[[ Given data, beginning ]]
PR #3, opened 2020-09-29
Functionality to take Prometheus version (major.minor only) config params and find latest patch

justinmclark:
Based on our conversion earlier, here is the function that will search for the latest patch for the associated <major> and <minor> versions.

### DIFF
--- a/config.yaml
+++ b/config.yaml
[[ Given data, end ]]
## The task
All lines from the line holding "Based on our" through the end of the records above need to be transcribed exactly, and no other text should appear.

## Answer section
Based on our conversion earlier, here is the function that will search for the latest patch for the associated <major> and <minor> versions.

### DIFF
--- a/config.yaml
+++ b/config.yaml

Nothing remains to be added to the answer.